*What you are asked to do:* Write out exactly the lines of the entries below from the one holding "<summary>MWE used to" to the one holding "I can easily", inclusive, and leave out all other lines.

*Records shown:*
Issue #3127, opened 2019-07-18
[bug] admonitions incorrectly displayed in HTML export


arcturus140:
# Current behavior

Admonitions are not displayed correctly in the exported HTML output. 

![image](https://user-images.githubusercontent.com/44707562/61465379-dd410280-a96f-11e9-9479-d57cc95afb5f.png)

Related: #2083

# Expected behavior

Admonition support for HTML output. 

# Steps to reproduce

1. create markdown note
2. File -> Export As / HTML
3. choose export location
4. open generated index.html in web browser 

## test case

<details>
<summary>MWE used to illustrates the issue: </summary>

    !!! note

    sample text

    !!!

</details>

# Environment

- Version : 0.11.12
- OS Version and name : 16.04 Ubuntu
- Browser name and version: Mozilla Firefox 68.0

Flexo013:
I can't reproduce this in 0.11.15 on Windows 10 using Chrome 75.

![image](https://user-images.githubusercontent.com/4507015/61656104-43a38900-acc0-11e9-912a-7aac97f64645.png)

arcturus140:
In the HTML source I can clearly see `font-family: 'Material Icons';` is being used and directs to the right sources. The font is correctly being applied to the pseudo element but the font has not been found. 

I can easily fix the issue by adding the googlefont to the HTML source file. 

maybe you only need to update the font: https://stackoverflow.com/a/34881022/10636865

arcturus140:
as a side note, we should discuss  wether the Boosnote font or Google font should be used for HTML. The former cannot be used without Boostnote and the latter cannot be used without internet. Or simply add the font to the output.

Issue #3396, opened 2019-12-12
Export Fonts when exporting HTML 


shmolf:
# Current behavior
When exporting a note to HTML, the CSS is exported, but not any font files.

As a result, Katex fonts are excluded, and disrupt the presentation of Latex.

Below is an example of Latex, missing the Katex fonts:
![image](https://user-images.githubusercontent.com/6433103/70685472-87029200-1c77-11ea-9273-ee5dcd54acdb.png)

# Expected behavior

Below is an example of Latex, with the proper font representation:
![image](https://user-images.githubusercontent.com/6433103/70685505-a00b4300-1c77-11ea-8f40-6267cb34ec44.png)

# Steps to reproduce

1.  Create a note with the following as part of the content:
```
$$[x^n + y^n = z^n]$$
$$\frac{d}{dx}\left( \int_{0}^{x} f(u)\,du\right)=f(x).$$
```
2. Export the note to an HTML file
3. Load the newly exported HTML file, and view the Latex

# Environment

- Version : 4.2.12
- OS Version and name : *, Windows 10/7

# Tangentially Related Issues
- https://github.com/BoostIO/Boostnote/issues/1772
- https://github.com/BoostIO/Boostnote/issues/1637
- https://github.com/BoostIO/Boostnote/issues/3349
- https://github.com/BoostIO/Boostnote/issues/3202
- [Discussion in a PR](https://github.com/BoostIO/Boostnote/pull/3317#issuecomment-561512876)

arcturus140:
#3127   is also tangentially related as it is missing a font on export.

shmolf:
@Flexo013 I'd like to be assigned this.
I've started working on it, and I'm checking on a few things.
- One of which is checking whether it's safe to [remove a previously added line](https://github.com/BoostIO/Boostnote/commit/bc24acd057d06a691af93c701e0da839cb1fbd20#r36410147)
- Next is how the PDF exports will play out

I'll create a PR after [the prior one](https://github.com/BoostIO/Boostnote/pull/3317) has been merged.

shmolf:
@arcturus140 As an update, I have the Font Export working, but only for fonts originating from the Application. System Fonts are not exported for the HTML.

I cannot get images to export yet, but that was only part of one of the tangent issues.

I got the admonitions working, as that was just another font.

[Here's a test.pdf](https://github.com/BoostIO/Boostnote/files/4006614/test.pdf) for an example.

arcturus140:
[...]

Issue #3202, opened 2019-08-04
Render equations in PDf and html exports


erex:
# Current behavior

Using Latex eqns in note, renders fine within Boostnote
![image](https://user-images.githubusercontent.com/330744/62428633-866f5300-b6fb-11e9-99c7-8e654c3f6625.png)

However PDF looks like this
![image](https://user-images.githubusercontent.com/330744/62428655-b28ad400-b6fb-11e9-8d7f-ea67f7c05fe8.png)

and html exported file looks like this (when viewed in Firefox browser)
![image](https://user-images.githubusercontent.com/330744/62428666-dc43fb00-b6fb-11e9-9ff9-f6425d2188a6.png)

# Expected behavior

Expect pdf and html rendering to match views within application

# Steps to reproduce

1.  Simply used menu option of File | Export as 
2.  html and pdf

# Environment
![image](https://user-images.githubusercontent.com/330744/62428679-04cbf500-b6fc-11e9-945a-dd1980a76033.png)

- Version :
- OS Version and name :  WIndows 10

askming:
same issue still exists in version 0.13.0

shmolf:
@askming Should be resolved in https://github.com/BoostIO/Boostnote/pull/3317

You can view the attachment in [the comment](https://github.com/BoostIO/Boostnote/pull/3317#issuecomment-549628624).

Issue #1637, opened 2018-03-05
[Feature Request] HTML export with custom font


shogochiai:
I could know we have custom font feature, but it may not apply to the planned HTML export feature.

https://github.com/BoostIO/Boostnote/issues/1625#issuecomment-370129455

Let's say we'd better to separate scope between this issue and HTML export issue, yet as the next scope, we'd better to discuss some design of integration.

For now let me do just initiation.

nlopin:
Hi, @shogochiai 

Export to HTML currently exports the same CSS styles Boostnote uses in the preview mode. If you set custom font, it will be in the exported HTML. 
![1](https://user-images.githubusercontent.com/1469636/37571134-b0984418-2b09-11e8-9ddf-92c3e0ecb3ba.png)
![2](https://user-images.githubusercontent.com/1469636/37571135-b0b52812-2b09-11e8-9108-37d3928ef1c5.png)


HTML is portable. If you copy HTML to another computer where there is no such font installed it will use fallback font. Currently, I don't know good way to export font file together with HTML. If you have any idea how to do that, please let me know.

shogochiai:
@kazup01 Do you have any plan/budget to support hosting popular fonts as webfont on BoostIO server?

Rokt33r:
We can exploit `unpkg.com`. I think it is quite reliable because all assets are served by official NPM server and cached permanently.

But, license of fonts should be a huge problem. I think we can serve fonts with open font license only.

shogochiai:
How about to set google fonts as blogging applicable fonts, and one's own custom font are only for local usage?

UI consolidation might be needed though.

nlopin:
Can you describe your issue? What problem are you trying to solve?

shogochiai:
My concern is:

```
1. We can enjoy custom font for local usage
2. We only able to enjoy free-licensed font such as google font on HTML Export mode
3. Hence we'd better to clarify how we tell that fact to users
```

This can be not a real issue, correct me if I wrong.

Rokt33r:
I assume providing some instructions should be enough because this is quite minor issue. I think navigating all fonts of google font in boostnote probably make users confused.

Rokt33r:
I think providing an option to include some scripts to exported html should be enough.

PR #3407, opened 2019-12-28
Export fonts

shmolf:
## Description
Defines a directory within `css` when exporting to HTML. The `fonts` directory includes files used by Katex, MaterialIcons, and Font Awesome.

This is related to the export of HTML and PDF.

[Good PDF Export](https://github.com/BoostIO/Boostnote/files/4006744/GoodExport.pdf) from this update compared to a [Bad PDF Export](https://github.com/BoostIO/Boostnote/files/4006745/BadExport.pdf) from current state.

[Good HTML Export](https://github.com/BoostIO/Boostnote/files/4006748/GoodExport.zip) from this update compared to a [Bad HTML Export](https://github.com/BoostIO/Boostnote/files/4006746/BadExport.zip) from the current state.

## Issue fixed
- [Anchor Issue](https://github.com/BoostIO/Boostnote/issues/3396)
- Handles the export of fonts that originate from within the application, but does not handle OS fonts. So only partially covers https://github.com/BoostIO/Boostnote/issues/1637
- Fixes https://github.com/BoostIO/Boostnote/issues/3127
- The rendering of Formulas were already fixed, but the Fonts and Admonitions mentioned in https://github.com/BoostIO/Boostnote/issues/3202 are fixed with this PR

## Type of changes

- :radio_button: Improvement (Change that improves the code. Maybe performance or development improvement)

## Checklist:


shmolf:
@ZeroX-DG I think it's safe to say this won't make the v14 release. Do you know about when the next minor/major release would be?

ZeroX-DG:
@shmolf sorry for the late response. I'm still investigating why your PR didn't work on my machine. Everything looks fine when they load to HTML but somehow my PDF export still have broken font

ZeroX-DG:
I discovered that the Katex css didn't even loaded therefore the font didn't get to loaded. But when I open the dev tool and format the Katex css file the view reloaded and everything is ok again. Could very be a Chrome bug.

shmolf:
@ZeroX-DG I've looked at the file using Adobe PDF reader to inspect the document properties. It shows the fonts as being embedded in the document.

image

It could be that the PDF export on different OS's is inconsistent. It does rely on the Print functionality.

There was a merge conflict, and so I'm pushing changes for the merge conflict.

ZeroX-DG:
@shmolf I tried to print multiple time and sometime the normal content of the note didn't get to load, sometime the katex is not display and sometime it produce a blank space. When the content of the note did get loaded I check the font property and there's only the font for that text appears, but when only the katex element is displayed, only katex fonts appears. I think this is a chrome bug, if you dont destroy the new window used for printing you will see that sometime the css is not getting loaded therefore it display the whole thing as plain text and no font are getting loaded in the network tab too.

Should we change to something  else, is there any other option for printing PDF?

shmolf:
I'm going to close this PR. We can re-open if it turns out the necessary change can be easily applied to this branch.

But for now, I'm going to start fresh, and look for a different approach. I'd prefer to use chromium's native PDF print capability, rather than a library. But I'll submit a new PR as a replacement for this when I'm finished.

PR #3051, opened 2019-05-31
Fix #2776

amedora:
## Description

Wrap longer line in the code when export to PDF.
Once #3048 has merged, this PR will be merged.

## Issue fixed

- #2776 

## Type of changes

- :radio_button: Bug fix (Change that fixed an issue)
- :white_circle: Breaking change (Change that can cause existing functionality to change)
- :white_circle: Improvement (Change that improves the code. Maybe performance or development improvement)
- :white_circle: Feature (Change that adds new functionality)
- :white_circle: Documentation change (Change that modifies documentation. Maybe typo fixes)

## Checklist:

- :radio_button: My code follows [the project code style](docs/code_style.md)
- :white_circle: I have written test for my code and it has been tested
- :white_circle: All existing tests have been passed
- :radio_button: I have attached a screenshot/video to visualize my change if possible
wrapline

PR #3447, opened 2020-01-24
Fix long code lines that do not wrap in exports

kotlarz:
## Description

Surprising easy fix. Break the line for code snippets so that the snippets do not get cut-off when exporting to HTML and PDF (via. HTML).

##### Before:
Selection_439

##### After:
Selection_440

##### Before:
Selection_441

##### After:
Selection_442

## Issue fixed
#3051 

## Type of changes

## Checklist:

### DIFF
--- a/browser/components/MarkdownPreview.js
+++ b/browser/components/MarkdownPreview.js
@@ -126,6 +126,8 @@ code {
   background-color: rgba(0,0,0,0.04);
   text-align: left;
   direction: ltr;
+  white-space: pre-wrap;
+  word-break: break-word;
 }
 .lineNumber {
   ${lineNumber && 'display: block !important;'}


Flexo013:
This is a great improvement. Could you also make the line number jump to the right line after the previous line wrapped one or more times?

kotlarz:
@Flexo013 Sorry about the late reply.
I'll take a look at it sometime today 👍

Flexo013:
@kotlarz I see you pushed new commits. Could you update the screenshots of the PR description so that they match with the latest version?

ZeroX-DG:
ping @kotlarz can you fix the conflict please?

kotlarz:
@ZeroX-DG done.

@Flexo013 I took a look and it's a bit more work than I initially thought. It comes down to how the preview component grid is setup. MarkdownPreview renders the gutter/content differently than CodeEditor (which does it correctly).

I'm not sure, but I think MarkdownPreview kinda uses CodeMirror incorrectly as the preview and gutters are instead created via. the markdown renderer (`/browser-lib/markdown.js`):
Selection_472

I read through the CodeMirror documentation and there's a `lineWrapping` option for the editor, and it works 100% for the CodeEditor. But the component grid layout is different, as seen in the picture below.
Selection_473

I think the MarkdownPreview grid need some rework, unless there's a simple fix I'm not seeing.

ZeroX-DG:
@kotlarz yes I think there's no easy way to fix this. Can you rework on the code rendering for markdown preview? Do you think it's better to restructure the code preview html structure or use a external lib like https://prismjs.com/ or https://highlightjs.org/

kotlarz:
@ZeroX-DG Yeah I can rework it once I have some free time. Might be better to use an external library instead of creating your own solution (why re-invent the wheel?). I'll take a look if it's worth restructuring to use a lib vs. fix the preview component.

ZeroX-DG:
@kotlarz have you found a way to solve this yet?

ZeroX-DG:
I'll take over this PR on Wednesday. If you interested in solving this yourself, feel free to re-open the PR

PR #3465, opened 2020-02-12
Fix prettier setup

AWolf81:
## Description

During PR #3002 I've noticed that Travis failed because of linting errors. With this PR I'd like to fix that problem and use prettier-standard.

Prettier by itself is not customizable. That's why I've used Standardx in the PR #2992 that was planned to add code formatting.

Not sure what's the best way to proceed. I'm also not sure when Prettier was merged to master but I think the current setup is a bit confusing and the Standardx setup is easier to understand. 

I think both will work - just the other PR needs to be updated. Please let me know how to proceed if we take this one we can close the other PR. 
If the other is preferred  I should update it and check linting.

There were also two prettier config files that I have combined into one. I removed trailing comma rule from .prettierrc as standard.js is with-out trailing comma.

Most changes are adding space before parens to fix the space-before-parens lint issue.

## Type of changes

## Checklist:


AWolf81:
OK, I think we can close this. It was a mistake from me with `space-before-parens` rule. Removed the spaces with `yarn fix` and everything is fine.

I thought the space is required but it is not on master, so the we don't have that space.

Just not sure why format on save is not working for me.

*Worked solution:*
<summary>MWE used to illustrates the issue: </summary>

    !!! note

    sample text

    !!!

</details>

# Environment

- Version : 0.11.12
- OS Version and name : 16.04 Ubuntu
- Browser name and version: Mozilla Firefox 68.0

Flexo013:
I can't reproduce this in 0.11.15 on Windows 10 using Chrome 75.

![image](https://user-images.githubusercontent.com/4507015/61656104-43a38900-acc0-11e9-912a-7aac97f64645.png)

arcturus140:
In the HTML source I can clearly see `font-family: 'Material Icons';` is being used and directs to the right sources. The font is correctly being applied to the pseudo element but the font has not been found. 

I can easily fix the issue by adding the googlefont to the HTML source file. 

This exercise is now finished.